PR #1129, opened 2026-08-21
debug: describe AS3 shared statics

### LINKED ISSUE #1121: Full debug: describe static shared-memory objects (AS3)

A function-local `static mut TILE: SharedArray<T, N>` materializes real AS3
backing storage, but its source name reaches LLVM only as a diagnostic comment.
No global DWARF describes the object, so cuda-gdb reports `No symbol 'TILE'`.

This is a child of #226 and should build on the common global-DI plumbing from
the AS1 device-global task.

**Proposed behavior**

- Join a named shared static to its allocation using the exact opaque mangled
  static identity, while carrying its human name/scope/span separately. Do not
  use `StaticDef::name()`: two block-local same-leaf statics can share that
  spelling.
- Carry the source identity, owning device function, declaration span, and
  physical layout to the generated `@__shared_mem_N` allocation.
- Scope the global DIE to the owning function's single `DISubprogram`. A flat
  or namespace-only scope does not make `TILE` visible to `info locals`.
- Emit and retain an AS3 `DIGlobalVariableExpression` with NVPTX's explicit
  shared address-class expression:
  `DIExpression(DW_OP_constu, 8, DW_OP_swap, DW_OP_xderef)`.
- Describe the compiler-materialized `[N x T]` backing allocation, not the
  Rust `SharedArray<T, N>` marker's zero-sized `PhantomData` layout.

**Expected debugger behavior**

After the relevant barrier, cuda-gdb includes `TILE` in `info locals`, resolves
bare `whatis TILE` / `print TILE[i]`, and reports the correct physical array
shape. Values retain block-local shared-memory semantics. The final DWARF and
cuda-gdb's C++ language view must identify address class 8 / `@shared`; the
Rust formatter may omit that textual qualifier. A namespace-only DIE makes a
qualified spelling work but fails the existing T27 local-variable contract, so
qualified lookup is not a substitute for function scope.

**Acceptance criteria**

- LLVM AS3 global has a retained debug attachment and CU global entry, and the
  DIE reuses the exact `DISubprogram` node emitted for its owning function.
- Metadata preserves source name `TILE`, generated linkage name, declaration
  file/line, physical `[N x T]` backing type, size, and alignment; the
  independently synthesized debug type must exactly match the materialized
  element/count/alignment.
- LLVM contains the explicit class-8 `constu/swap/xderef` expression; cubin
  DWARF and cuda-gdb's C++ view report shared address class 8 / `@shared`, and
  the Rust view reports `[T; N]` with the correct byte size/address.
- `info locals`, `whatis TILE`, and bare element reads succeed at the T27 stop.
- Repeated uses of one static deduplicate; two same-leaf statics in different
  blocks of one function retain distinct exact identities, linkage names,
  declaration lines, storage, and DIEs.
- Live tests switch between blocks and confirm different per-block values at
  the same shared offset.
- Unsupported element-type graphs fail closed without suppressing the physical
  shared allocation or breaking full-debug compilation.
- `Barrier` allocations either receive independently validated metadata in
  this task or are explicitly deferred with a negative regression test.
- Full debug emits variable metadata; line tables/debug off do not.
- LLVM verifier, llc/ptxas, and live cuda-gdb checks pass.

**Current evidence**

On baseline `6c5458fe`, `MirSharedAlloc` lowers to an AS3
`@__shared_mem_N`. The source path is explicitly diagnostic-only and exporter
output contains no `DIGlobalVariable*`. The cuda-devtools T27 assessment reports
no `TILE` symbol.

A reviewed implementation is available as stacked branch
`feat/debug-as3-shared-statics` at
`d516d6fb982f61877a7a70219decb9ec3690ca37`, based on the repaired AS1
prerequisite `a57bc934b39bf1710671da9c1602afdc99aec3aa`. The AS3 patch ID and
parent-to-child binary diff are unchanged from the independently reviewed
pre-restack commit.

**Environment**

- Baseline: `6c5458fe991bbde32c5bee74d87822aef1b5a691`
- CUDA/cuda-gdb: 13.3
- GPU: RTX 5090 (sm_120)

nihalpasham:
## Summary

Function-local `SharedArray` and `Barrier` statics now appear as real shared
objects in cuda-gdb, with the physical array shape and NVPTX shared address
class.

```text
Rust source                         Debug metadata / cuda-gdb
static mut TILE: SharedArray<i32, 32> = SharedArray::UNINIT;
          │
          └─> @__shared_mem_0 ──> [i32; 32], address class 8
                                  info locals: TILE = [...]
                                  print TILE[1] = 1 (block 0)
                                                  101 (block 1)
```

Implements #1121. This is stacked on #1128, so GitHub cannot close #1121 yet;
change this to `Closes #1121` after retargeting to `main`.

## Changes

- Join named shared statics to AS3 storage with their exact identity, layout,
  declaration, and owning function.
- Describe the materialized `[T; N]` backing array, not `SharedArray`'s
  zero-sized Rust marker.
- Reuse the owner's single `DISubprogram` and emit the explicit NVPTX shared
  address-class expression.
- Fail closed on layout/owner/type conflicts; keep physical storage intact.
- Add a persistent `shared_debug` example and verifier.

The Rust formatter shows `[T; N]` but may omit the text `@shared`; cubin
DWARF and cuda-gdb's C++ view confirm address class 8. Multi-owner inlined
materialization remains a follow-up.

## Testing

- Final head `d516d6fb` is the identical reviewed AS3 patch restacked on
  #1128's fmt-only repair; focused/full exporter, backend, and exact formatter
  gates passed.
- LLVM 21/22 → `llc` → `ptxas` → cubin checks retain six class-8 DIEs.
- CUDA 13.3 / RTX 5090: bare `TILE`, `info locals`, size 128, and per-block
  values all work; Off/LineTables output stays byte-identical to the AS1 base.

- [ ] `just check` passes (affected suites and toolkit gates pass)
- [x] Live GPU debugger regression exercised
- [x] New example added (`shared_debug`)

## Checklist

---


nihalpasham:
Notes on what changed during the rebase onto post-#1186/#1128 main, beyond plain conflict resolution:

**1. The branch didn't compile on new main: two `get_type_size` calls replaced.** #1186 deleted that helper (it guessed 8 bytes for unknown types). `shared_debug_type_matches_physical` now uses `llvm_type_size_align` and treats "size unknown" as "debug type doesn't match", so the metadata is dropped instead of guessed:

```text
before:  size = get_type_size(elem)        // 8 on unknown, silent
after:   llvm_type_size_align(elem)?        // exact, or no debug info
```

Side effect: padded-struct elements now compare with their real (padded) size.

**2. Cache validation folded into #1186's structure instead of a parallel walk.** Same move as #1128's rework: `SharedGlobalDeclaration` gained `debug_info` + `debug_owner_function` fields, and the existing equality check covers them. The PR's `validate_shared_cache_hit` module walk is gone.

**3. Owner conflict is now fail-open (review item).** One function-local shared static reaching two functions used to hard-error in full-debug builds. Debug metadata should never fail a build that release accepts, so:

```text
fn a() { static S: SharedArray<...> }  ─┐   physical storage matches:
fn b() { /* same S via inlining */   } ─┤   one global, debug attachment
                                        └─► DROPPED, build compiles
   (physical MISMATCH on the same key is still a hard error)
```

New test covers the drop directly.

**4. Catch-ups forced by the PRs that landed underneath:**
- #1127 (source vs linkage names): the shared-scope prepass and `debug_subprogram_for_function` now key the subprogram cache by the exported linkage name, so the reserved owner `DISubprogram` and the definition export meet at one node; verify script regexes updated for `linkageName:`.
- #1126 (typed pointers): `SharedArray<*mut u32>` and struct-of-typed-pointer now get real debug types instead of the old blanket rejection; a new `*mut ContainsPointer` case keeps the fail-closed coverage.

**Validation on the final head:** full workspace suites, workspace clippy `-D warnings`, per-example lint, `CUDA_OXIDE_DEBUG=full` build + verify script (llc → ptxas → llvm-dwarfdump cubin loop, 6 DIEs with `DW_AT_address_class 0x08`), and live GPU runs of both `shared_debug` and #1125's `debug` example on the RTX 5090, the first time all four debug features ran together.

........

:: ASSIGNMENT ::
All the records above need to be output exactly, with none omitted.

:: WRITTEN ANSWER ::
PR #1129, opened 2026-08-21
debug: describe AS3 shared statics

### LINKED ISSUE #1121: Full debug: describe static shared-memory objects (AS3)

A function-local `static mut TILE: SharedArray<T, N>` materializes real AS3
backing storage, but its source name reaches LLVM only as a diagnostic comment.
No global DWARF describes the object, so cuda-gdb reports `No symbol 'TILE'`.

This is a child of #226 and should build on the common global-DI plumbing from
the AS1 device-global task.

**Proposed behavior**

- Join a named shared static to its allocation using the exact opaque mangled
  static identity, while carrying its human name/scope/span separately. Do not
  use `StaticDef::name()`: two block-local same-leaf statics can share that
  spelling.
- Carry the source identity, owning device function, declaration span, and
  physical layout to the generated `@__shared_mem_N` allocation.
- Scope the global DIE to the owning function's single `DISubprogram`. A flat
  or namespace-only scope does not make `TILE` visible to `info locals`.
- Emit and retain an AS3 `DIGlobalVariableExpression` with NVPTX's explicit
  shared address-class expression:
  `DIExpression(DW_OP_constu, 8, DW_OP_swap, DW_OP_xderef)`.
- Describe the compiler-materialized `[N x T]` backing allocation, not the
  Rust `SharedArray<T, N>` marker's zero-sized `PhantomData` layout.

**Expected debugger behavior**

After the relevant barrier, cuda-gdb includes `TILE` in `info locals`, resolves
bare `whatis TILE` / `print TILE[i]`, and reports the correct physical array
shape. Values retain block-local shared-memory semantics. The final DWARF and
cuda-gdb's C++ language view must identify address class 8 / `@shared`; the
Rust formatter may omit that textual qualifier. A namespace-only DIE makes a
qualified spelling work but fails the existing T27 local-variable contract, so
qualified lookup is not a substitute for function scope.

**Acceptance criteria**

- LLVM AS3 global has a retained debug attachment and CU global entry, and the
  DIE reuses the exact `DISubprogram` node emitted for its owning function.
- Metadata preserves source name `TILE`, generated linkage name, declaration
  file/line, physical `[N x T]` backing type, size, and alignment; the
  independently synthesized debug type must exactly match the materialized
  element/count/alignment.
- LLVM contains the explicit class-8 `constu/swap/xderef` expression; cubin
  DWARF and cuda-gdb's C++ view report shared address class 8 / `@shared`, and
  the Rust view reports `[T; N]` with the correct byte size/address.
- `info locals`, `whatis TILE`, and bare element reads succeed at the T27 stop.
- Repeated uses of one static deduplicate; two same-leaf statics in different
  blocks of one function retain distinct exact identities, linkage names,
  declaration lines, storage, and DIEs.
- Live tests switch between blocks and confirm different per-block values at
  the same shared offset.
- Unsupported element-type graphs fail closed without suppressing the physical
  shared allocation or breaking full-debug compilation.
- `Barrier` allocations either receive independently validated metadata in
  this task or are explicitly deferred with a negative regression test.
- Full debug emits variable metadata; line tables/debug off do not.
- LLVM verifier, llc/ptxas, and live cuda-gdb checks pass.

**Current evidence**

On baseline `6c5458fe`, `MirSharedAlloc` lowers to an AS3
`@__shared_mem_N`. The source path is explicitly diagnostic-only and exporter
output contains no `DIGlobalVariable*`. The cuda-devtools T27 assessment reports
no `TILE` symbol.

A reviewed implementation is available as stacked branch
`feat/debug-as3-shared-statics` at
`d516d6fb982f61877a7a70219decb9ec3690ca37`, based on the repaired AS1
prerequisite `a57bc934b39bf1710671da9c1602afdc99aec3aa`. The AS3 patch ID and
parent-to-child binary diff are unchanged from the independently reviewed
pre-restack commit.

**Environment**

- Baseline: `6c5458fe991bbde32c5bee74d87822aef1b5a691`
- CUDA/cuda-gdb: 13.3
- GPU: RTX 5090 (sm_120)

nihalpasham:
## Summary

Function-local `SharedArray` and `Barrier` statics now appear as real shared
objects in cuda-gdb, with the physical array shape and NVPTX shared address
class.

```text
Rust source                         Debug metadata / cuda-gdb
static mut TILE: SharedArray<i32, 32> = SharedArray::UNINIT;
          │
          └─> @__shared_mem_0 ──> [i32; 32], address class 8
                                  info locals: TILE = [...]
                                  print TILE[1] = 1 (block 0)
                                                  101 (block 1)
```

Implements #1121. This is stacked on #1128, so GitHub cannot close #1121 yet;
change this to `Closes #1121` after retargeting to `main`.

## Changes

- Join named shared statics to AS3 storage with their exact identity, layout,
  declaration, and owning function.
- Describe the materialized `[T; N]` backing array, not `SharedArray`'s
  zero-sized Rust marker.
- Reuse the owner's single `DISubprogram` and emit the explicit NVPTX shared
  address-class expression.
- Fail closed on layout/owner/type conflicts; keep physical storage intact.
- Add a persistent `shared_debug` example and verifier.

The Rust formatter shows `[T; N]` but may omit the text `@shared`; cubin
DWARF and cuda-gdb's C++ view confirm address class 8. Multi-owner inlined
materialization remains a follow-up.

## Testing

- Final head `d516d6fb` is the identical reviewed AS3 patch restacked on
  #1128's fmt-only repair; focused/full exporter, backend, and exact formatter
  gates passed.
- LLVM 21/22 → `llc` → `ptxas` → cubin checks retain six class-8 DIEs.
- CUDA 13.3 / RTX 5090: bare `TILE`, `info locals`, size 128, and per-block
  values all work; Off/LineTables output stays byte-identical to the AS1 base.

- [ ] `just check` passes (affected suites and toolkit gates pass)
- [x] Live GPU debugger regression exercised
- [x] New example added (`shared_debug`)

## Checklist

---


nihalpasham:
Notes on what changed during the rebase onto post-#1186/#1128 main, beyond plain conflict resolution:

**1. The branch didn't compile on new main: two `get_type_size` calls replaced.** #1186 deleted that helper (it guessed 8 bytes for unknown types). `shared_debug_type_matches_physical` now uses `llvm_type_size_align` and treats "size unknown" as "debug type doesn't match", so the metadata is dropped instead of guessed:

```text
before:  size = get_type_size(elem)        // 8 on unknown, silent
after:   llvm_type_size_align(elem)?        // exact, or no debug info
```

Side effect: padded-struct elements now compare with their real (padded) size.

**2. Cache validation folded into #1186's structure instead of a parallel walk.** Same move as #1128's rework: `SharedGlobalDeclaration` gained `debug_info` + `debug_owner_function` fields, and the existing equality check covers them. The PR's `validate_shared_cache_hit` module walk is gone.

**3. Owner conflict is now fail-open (review item).** One function-local shared static reaching two functions used to hard-error in full-debug builds. Debug metadata should never fail a build that release accepts, so:

```text
fn a() { static S: SharedArray<...> }  ─┐   physical storage matches:
fn b() { /* same S via inlining */   } ─┤   one global, debug attachment
                                        └─► DROPPED, build compiles
   (physical MISMATCH on the same key is still a hard error)
```

New test covers the drop directly.

**4. Catch-ups forced by the PRs that landed underneath:**
- #1127 (source vs linkage names): the shared-scope prepass and `debug_subprogram_for_function` now key the subprogram cache by the exported linkage name, so the reserved owner `DISubprogram` and the definition export meet at one node; verify script regexes updated for `linkageName:`.
- #1126 (typed pointers): `SharedArray<*mut u32>` and struct-of-typed-pointer now get real debug types instead of the old blanket rejection; a new `*mut ContainsPointer` case keeps the fail-closed coverage.

**Validation on the final head:** full workspace suites, workspace clippy `-D warnings`, per-example lint, `CUDA_OXIDE_DEBUG=full` build + verify script (llc → ptxas → llvm-dwarfdump cubin loop, 6 DIEs with `DW_AT_address_class 0x08`), and live GPU runs of both `shared_debug` and #1125's `debug` example on the RTX 5090, the first time all four debug features ran together.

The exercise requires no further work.